I am a white gay queer male. What business could I have in politics? I’m placing a lot of emphasis on the white male to the detriment of everything that makes me something else. But I’m also genuinely tired of white-washed politics. But I am also absolutely done with this system. And I know that it is up to people who recognize injustice and who are in a position to do so to take it upon themselves to compete for an elected office: recognition of injustice is not enough; injustices must be corrected, not only for future generations but for those of us operating within unjust systems in the present moment.
I am torn in a perplexing way. On the one hand, I am acutely attuned to injustice, disgusted that a minority of our species is literally destroying the planet for the profits of a select few capitalists (by which I mean those who hold the wealth), and horrified, even galvanized, by the reality that members of our species are still dying of hunger and general poverty. On the other hand, is it really my place to run for an office? How many folks who’ve experienced far worse precarity than I ought rather to hold any office I might seek?
I wish Breonna Taylor were alive to run for office. I wish her boyfriend, her mother, everyone who knew her and who survive her, I wish they would run for office today, local, state or federal. I wish George Floyd were alive to run for office. I hope his family will. I hope his children find peace, but I would wish, perhaps selfishly, that they might bring us all peace by running for office. I wish Patrick Lyoya had been running for office instead of running for his life. I wish Vincent Chin were here to serve us as an elected official. I would run out of room before I ran out of the names of marginalized lives cut short—and those are just the names we know.
I wish for so many things, chief among them is my earnest desire to never see another over-privileged person running for office. Privilege, like wealth, is blinding, numbing. I have experienced much of what is awful about the world—but only some of it, since I was sheltered from the full wrath of it by the color of my skin, by the presumption from afar that my (disturbingly) pale skin makes me “one of the good ol’ boys.” I’d rip this whiteness from my bones if only I could (which is all it takes for me to know that I’ve experienced privilege of some sort, that I could wish it to have been a choice). So why should I ever run for an office, when no matter how much injustice I may recognize, I’m likely to miss an important social, societal, or individual factor, one or more parts of any number of complex issues, for the fact that I haven’t lived through it.
You, you who have lived through it, you yourself must run for elected office at the local, state and federal levels.

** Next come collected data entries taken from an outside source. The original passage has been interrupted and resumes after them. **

Issue #3347, opened 2021-06-03
Group Level Injection RESV Control Produces Confusing Results


bska:
I came across some unexpected behaviour whilst analyzing an unrelated problem.  It **appears** that the simulator's implementation of `GCONINJE`'s `RESV` control applies unit conversion (or formation volume factor reduction) one too many times, but I've not been able to pinpoint the exact source of the issue.

I changed [SPE1CASE2](https://github.com/OPM/opm-tests/blob/d7a6d647214afe5b52dd3ecd254b17c9c9001edc/spe1/SPE1CASE2.DATA) as follows
```diff
RPTSCHED
@@ -411,8 +429,14 @@ WCONPROD
 
 WCONINJE
 -- Item #:1     2       3       4      5      6  7
-       'INJ'   'GAS'   'OPEN'  'RATE'  100000 1* 9014 /
+--     'INJ'   'GAS'   'OPEN'  'RATE'  100000 1* 9014 /
+  'INJ'  'GAS'  'OPEN'  'GRUP'  1* 1* 9014 /
+/
+
+GCONINJE
+  'G1' 'GAS' 'RATE' 100.0E3 60.0E3 /
 /
```
(in addition to outputting a few more group-level summary vectors).  The `60.0E3` RB/day limit (item 5; roughly 0.1104 m3/s) is a sort of average value of the well-level reservoir volume injection rate in the standard run.  I get the reservoir volume injection rate results in the picture below.  The blue curve (left-hand axis) is from a run **without** the RESV limit (i.e., with only the RATE limit).  The red curve (right-hand axis) is from a run that does include the RESV limit (60e3 RB/day).  While we should not expect the two curves to be equal since the controls differ, they should have comparable orders of magnitude.  Here, however, the run **without** RESV produces rates on the order of 50e3 RB/day to 85e3 RB/day while the run **with** the RESV constraint produces rates on the order of 200 RB/day to 620 RB/day.  As another experiment, I disabled the group constraints and placed the RESV constraint of 60e3 RB/day at the well level instead.  Doing so produces well (and group) level reservoir volume injection rates in the order of 60e3 RB/day for all times.  That suggests that the RESV problem is limited to the GCONINJE context rather than being a general problem with Flow's overall constraint implementation.

Like I said, I've tried to trace the logic here but now I'm at a point where I don't know enough about the system to know where to look anymore.  Any suggestions would be most welcome.

---

[...]

PR #3349, opened 2021-06-04
Scale target with resv conversion factor

totto82:
Fix for #3347

### DIFF
--- a/opm/simulators/wells/TargetCalculator.cpp
+++ b/opm/simulators/wells/TargetCalculator.cpp
@@ -184,7 +184,7 @@ double InjectionTargetCalculator::groupTarget(const Group::InjectionControls& ct
     case Group::InjectionCMode::RATE:
         return ctrl.surface_max_rate;
     case Group::InjectionCMode::RESV:
-        return ctrl.resv_max_rate;
+        return ctrl.resv_max_rate / resv_coeff_[pos_];
     case Group::InjectionCMode::REIN: {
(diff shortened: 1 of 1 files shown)


totto82:
jenkins build this please

totto82:
image

totto82:
@bska I assume this is closer to the results you expected.

bska:
> I assume this is closer to the results you expected.

Yes it is, thank you very much.  I'll try this PR on the model where I noticed this symptom originally.

bska:
> > assume this is closer to the results you expected.
> 
> Yes it is, thank you very much. I'll try this PR on the model where I noticed this symptom originally.

This PR is **much** better than current master, but we do not quite match ECLIPSE yet.  Below is a plot of the group-level reservoir volume injection rate when the model is constrained as
```
GCONINJE
-- nm         ph           cm         sir          rvir      rifr      vrfr     rhl
 'INJE'      'GAS'      'RATE'       1000000.       1000.     1*      1*       YES   /
/
```
and the reservoir volume injection rate constraint is active.  The value should be very close to (or, strictly speaking, exactly equal to) 1000, but we're a little off at roughly 976 even with this PR.

I can share this model with you offline if you'd like to have a look.  There's also a possibly related issue with `VREP`, but we can address that in a later PR.

---

INJE_Res_Volume_Injection_Rate

bska:
In any case, I'll merge this PR to get us closer to the target.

Those burdened by poverty, those who have been told over and over that their lives are worthless or worse but who know that that is wrong, those who have suffered the worst our species can bring to bear on itself and those who survive them: these are who I want to see running for offices. The Bidens, the Clintons, the Bushes, the These and the Those and the Whoever-Elses: thank you for your service; but now it is your duty to get out of the way; that is your final service to your country, to get out of the way and to elevate as many marginalized voices as you possibly can to fill the positions you vacate.